PR #9003, opened 2026-04-21
AK: Use system allocator in debug builds

jonbgamble:
Rolling back mimalloc resolves a curious regression where Text/input/canvas/export-offscreencanvas.html exports a jpeg that is 8 pixels smaller than expected.

It also prevents a multi-minute hang during the GenerateWindowOrWorkerInterface codegen stage which runs quite frequently in ordinary work.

**Requirement**: Reproduce the entries exactly. Every word has to stay the same.

**Task response**:
PR #9003, opened 2026-04-21
AK: Use system allocator in debug builds

jonbgamble:
Rolling back mimalloc resolves a curious regression where Text/input/canvas/export-offscreencanvas.html exports a jpeg that is 8 pixels smaller than expected.

It also prevents a multi-minute hang during the GenerateWindowOrWorkerInterface codegen stage which runs quite frequently in ordinary work.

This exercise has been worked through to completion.